The Technology And Technical Description

Published Date: 02 Nov 2017

1. Abstract

Today, the mobile communication trend is moving toward Long Term Evolution (LTE). LTE-Advanced is aim to reach the requirement of IMT-Advanced which is improving cover range, spectral efficiency, throughput, latency, and peak data rate over 3G quality. Multiple Input Multiple Output (MIMO) is the main key to reach the requirement. MIMO is using multiple antenna in both receiver side and transmitter sites with applying spacial multiplexing, diversity and beam forming in order to improve the quality and reach IMT-Advance. For LTE-Advance, the require downlink peak spectrum efficiency is 30bps/Hz and uplink peak spectrum efficiency is 15bps/Hz with 8*8 antennas for downlink and 4*4 antennas for uplink.

We will discuss about some technology mechanism of MIMO including how spacial multiplexing, diversity and beam forming function at MIMO system, how the structure of MIMO system and benefits of MIMO system.

2. Introduction

Long Term Evolution – Advanced (LTE-A) is introduced in order to meet the growth of high speed mobile and data networking. The first publicly conference was launched in 14 December 2009 in Oslo and Stockholm by TeliaSonera.[1]

LTE Advanced is then under various research and study conducted by 3GPP in order to meet the fundamental ITU-R requirement for 4G. Finally, the result of the study has shown that the 3GPP Release 8 LTE has met the 4G requirement apart from uplink spectral efficiency and the peak data rates.

LTE-A is built on the LTE OFDM/MIMO architecture to improve user experience in terms of throughput and network capacity. It evolved version of LTE is being developed by 3GPP which release 10 and 11. There are five major features: carrier aggregation, advanced MIMO, coordinated multipoint transmission, heterogeneous network (HetNet) support, and relays.

There are few highlighted features of LTE-Advanced which are very attractive. LTE-Advanced has wider bandwidth which enabled by carrier aggregation and higher efficiency which enabled by advanced MIMO techniques. Therefore, the peak data rate and the QoS can be guaranteed with a satisfy performance. In Malaysia, Telco Company Maxis Sdn. Bhd claims that their LTE–Advanced service has the peak download rates up to 75Mbit/s and typical average downlink rates range from 10 up to 30 Mbit/s.[2]

Besides of faster downlink and uplink speed, LTE-Advanced has lower data tarsnfer latencies. This can definitely decrease the delay and shorten the data transmission time required in those previous technologies. Furthermore, it improved support for mobility and greater coverage by guarantee the quality of service in moving user equipment. The users will no longer suffer data loss or transmission failed while they are on high speed train. [3]

LTE-Advanced is a very promising technology that could bring a greater life experience for us. Moreover, LTE-Advanced support backward compatibility with previous R8 and R9 version. This means the old 4G devices will not be abandoned.
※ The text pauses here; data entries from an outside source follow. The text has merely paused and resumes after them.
PR #1040, opened 2020-05-29
Remove previousAssignment in processTaskWithPendingMessage method

### LINKED ISSUE #1039: TODO: Remove previousAssignment from processTaskWithPendingMessage method
processTaskWithPendingMessage method is still getting previousAssignment to do scheduling for the tasks with pendingMessages. We need to make decision based on currentState only if possible.

alirezazamani:
### Issues
Fixes #1039 

### Description
The processTaskWithPendingMessage method is relying on the previousAssignment.
In this PR, this method has been modified and previousAssignment has been
replaced with currentState.

### Tests
TestUpdatePreviousAssignedTaskStatusWithPendingMessage

Helix-Core:
```
[ERROR] Tests run: 1146, Failures: 1, Errors: 0, Skipped: 0, Time elapsed: 5,255.063 s <<< FAILURE! - in TestSuite
[ERROR] testJobQueueAutoCleanUp(org.apache.helix.integration.task.TestJobQueueCleanUp)  Time elapsed: 300.012 s  <<< FAILURE!
org.testng.internal.thread.ThreadTimeoutException: Method org.testng.internal.TestNGMethod.testJobQueueAutoCleanUp() didn't finish within the time-out 300000

[INFO] 
[INFO] Results:
[INFO] 
[ERROR] Failures: 
[INFO] 
[ERROR] Tests run: 1146, Failures: 1, Errors: 0, Skipped: 0
[INFO] 
[INFO] BUILD FAILURE
[INFO] Total time:  01:27 h
[INFO] Finished at: 2020-05-29T14:14:16-07:00
```

The failed tests have passed when I ran them individually.
mvn test -Dtest="TestJobQueueCleanUp"
```
[INFO] Tests run: 3, Failures: 0, Errors: 0, Skipped: 0, Time elapsed: 16.521 s - in org.apache.helix.integration.task.TestJobQueueCleanUp
[INFO] 
[INFO] Results:
[INFO] 
[INFO] 
[INFO] BUILD SUCCESS
[INFO] Total time:  22.301 s
[INFO] Finished at: 2020-05-29T14:38:54-07:00
```
Helix-rest:
```
[INFO] Tests run: 159, Failures: 0, Errors: 0, Skipped: 0, Time elapsed: 41.274 s - in TestSuite
[INFO] 
[INFO] Results:
[INFO] 
[INFO] 
[INFO] BUILD SUCCESS
[INFO] Total time:  46.810 s
[INFO] Finished at: 2020-05-29T14:40:07-07:00
```

### Commits

### Code Quality

### DIFF
--- a/helix-core/src/main/java/org/apache/helix/task/AbstractTaskDispatcher.java
+++ b/helix-core/src/main/java/org/apache/helix/task/AbstractTaskDispatcher.java
@@ -66,9 +66,9 @@ public abstract class AbstractTaskDispatcher {
   // Job Update related methods
 
   public void updatePreviousAssignedTasksStatus(
-      Map<String, SortedSet<Integer>> currentInstanceToTaskAssignments, Set<String> excludedInstances,
-      String jobResource, CurrentStateOutput currStateOutput, JobContext jobCtx, JobConfig jobCfg,
-      ResourceAssignment prevTaskToInstanceStateAssignment, TaskState jobState,
+      Map<String, SortedSet<Integer>> currentInstanceToTaskAssignments,
+      Set<String> excludedInstances, String jobResource, CurrentStateOutput currStateOutput,
+      JobContext jobCtx, JobConfig jobCfg, TaskState jobState,
       Map<String, Set<Integer>> assignedPartitions, Set<Integer> partitionsToDropFromIs,
       Map<Integer, PartitionAssignment> paMap, TargetState jobTgtState,
       Set<Integer> skippedPartitions, WorkflowControllerDataProvider cache,
@@ -130,8 +130,8 @@ public abstract class AbstractTaskDispatcher {
           // If there is a pending message whose destination state is different from the current
           // state, just make the same assignment as the pending message. This is essentially
           // "waiting" until this state transition is complete
-          processTaskWithPendingMessage(prevTaskToInstanceStateAssignment, pId, pName, instance,
-              pendingMessage, jobState, currState, paMap, assignedPartitions);
+          processTaskWithPendingMessage(pId, pName, instance, pendingMessage, jobState, currState,
+              paMap, assignedPartitions);
           continue;
         }
 
@@ -439,7 +439,6 @@ public abstract class AbstractTaskDispatcher {
   /**
    * Create an assignment based on an already-existing pending message. This effectively lets the
    * Controller to "wait" until the pending state transition has been processed.
-   * @param prevAssignment
    * @param pId
    * @param pName
    * @param instance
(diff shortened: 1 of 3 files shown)


helix-core/src/main/java/org/apache/helix/task/AbstractTaskDispatcher.java
```diff
@@ -449,43 +448,31 @@ private void updatePartitionInformationInJobContext(CurrentStateOutput currentSt
...
-        LOG.warn(String.format(
-            "Task pending to-state is %s while previous assigned state is %s. This should not"
-                + "happen.",
-            pendingMessage.getToState(), prevState));
+  private void processTaskWithPendingMessage(Integer pId, String pName, String instance,
+      Message pendingMessage, TaskState jobState, TaskPartitionState currState,
+      Map<Integer, PartitionAssignment> paMap, Map<String, Set<Integer>> assignedPartitions) {
+
+    if (jobState == TaskState.TIMING_OUT && currState == TaskPartitionState.INIT
+        && pendingMessage.getToState().equals(TaskPartitionState.RUNNING.name())) {
```
dasahcc, line 456: Could this cause problem? If there is a cancel message, so the toState is not RUNNING, it should INIT? Then are we cancelling the CANCEL message?

alirezazamani: This part is basically similar to the previous version of the code. 

From the comments and the code: If there is a pending message for this task and this pending message is INIT->RUNNING, if the job goes to TIMING_OUT state, we need to cancel this state transition. Hence we would set the task back to INIT state in this case. Then if Helix can cancel the ST (if enabled) this ST will be cancelled by controller.

Also without this change we are in the same situation: We decided to send INIT->RUNNING message for this task (hence in previous pipeline we set previousAssignment to RUNNING and send INIT-> RUNNING message), in next pipelines while the message has not been processed yet, job goes to TIMING_OUT state, hence this message is not needed we can cancel it (if enabled). In this case we set the paMap back to INIT.

helix-core/src/main/java/org/apache/helix/task/AbstractTaskDispatcher.java
```diff
@@ -449,43 +448,31 @@ private void updatePartitionInformationInJobContext(CurrentStateOutput currentSt
...
+      // While job is timing out, if the task is pending on INIT->RUNNING, set it back to INIT,
+      // so that Helix will cancel the transition.
+      paMap.put(pId, new PartitionAssignment(instance, TaskPartitionState.INIT.name()));
```
narendly, line 459: I'm just brainstorming here:

I think a better state to assign here might be DROPPED? Previously, we would send things to INIT but that would be a long-winded way to cause this to be dropped. And I'm not sure with the recent changes, the tasks that are timing out that are in INIT state will indeed be dropped eventually.

If they don't, then there's a problem - init state takes up a quota in the quota calculation, and we might end up seeing quota leaks.

Have you tried to drop here directly?

alirezazamani: @narendly Thank you for the suggestion. I think what you are suggesting would also work. However, I think the logic behind this part of code should be untouched as much as possible. If we want to do send DROPPED here (although I think it would work), we need to release the quota and do further logic changes. The reason is once we DROP the the task from instance, we will miss currentState and we will not see that task in other methods in order to release quota. Hence, I prefer to send DROPPED for the task using two level approach (i.e. first send it to INIT and then DROP it).

Also since there is a pending INIT->RUNNING message existed, it is not very safe to release the quota here. Because the task might go to RUNNING state and before we cancel it, the quota information will be mismatched with the actual scenario. So if we first let the task to go to INIT state and then releasing the quota and sending it to DROPPED will be better option in my opinion.

To answer your question, we will actually handle this case for releasing the quota in updatePreviousAssignedTasksStatus method. Here the code that would do that:

```
        case INIT: {
          // INIT is a temporary state for tasks
          // Two possible scenarios for INIT:
          // 1. Task is getting scheduled for the first time. In this case, Task's state will go
          // from null->INIT->RUNNING, and this INIT state will be transient and very short-lived
          // 2. Task is getting scheduled for the first time, but in this case, job is timed out or
          // timing out. In this case, it will be sent back to INIT state to be removed. Here we
          // ensure that this task then goes from INIT to DROPPED so that it will be released from
          // AssignableInstance to prevent resource leak
          if (jobState == TaskState.TIMED_OUT || jobState == TaskState.TIMING_OUT
              || jobTgtState == TargetState.DELETE) {
            // Job is timed out or timing out or targetState is to be deleted, so its tasks will be
            // sent back to INIT
            // In this case, tasks' IdealState will be removed, and they will be sent to DROPPED
            partitionsToDropFromIs.add(pId);
            
            assignedPartitions.get(instance).add(pId);
            paMap.put(pId, new PartitionAssignment(instance, TaskPartitionState.DROPPED.name()));

            // Also release resources for these tasks
            **assignableInstanceManager.release(instance, taskConfig, quotaType);**
            break;
          } 
```

Your comment actually guided me to add another safety check that we can added for INIT case. I added two lines to make sure we DROP the task if job is TIMED_OUT or TIMING_OUT and the task is in INIT state. Thanks for the comments and careful review.

alirezazamani:

Final commit message:

Remove previousAssignment in processTaskWithPendingMessage method

The processTaskWithPendingMessage method is relying on the previousAssignment.
In this commit, this method has been modified and previousAssignment has been
replaced with currentState.

PR #1112, opened 2020-06-22
Merge watcher branch to master

### LINKED ISSUE #1034: Fix leaking CallbackHandler and leaking Zk path in the Zookeeper server
Recently we identified two class of leaking Zk path in Zookeeper server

3. Technology and Technical Description

3.1 Architecture

This is simple network architecture of a LTE-advanced network. As we go on, each of the above will have its own network architecture. Firstly let us talked about what is the EU. The EU stands for user equipment such as mobile phone, Ipad and etc which connect to the LTE network or wifi. The E-UTRAN is the UMTS Terrestrial Radio Access Network (E-UTRAN) while the EPC is the evolved packed core. The E-UTRAN is called an access network because it helps the EU to communicate with the EPC. This network consists of huge base station named eNB and below is network architecture for the E-UTRAN.

As you can see in the figure, each eNB is a base station and what it does is all low level operation of all it mobiles. Now let us talked about the evolved packed core or also known in short as the EPC. This is the main core in this network and below is the architecture of the EPC network.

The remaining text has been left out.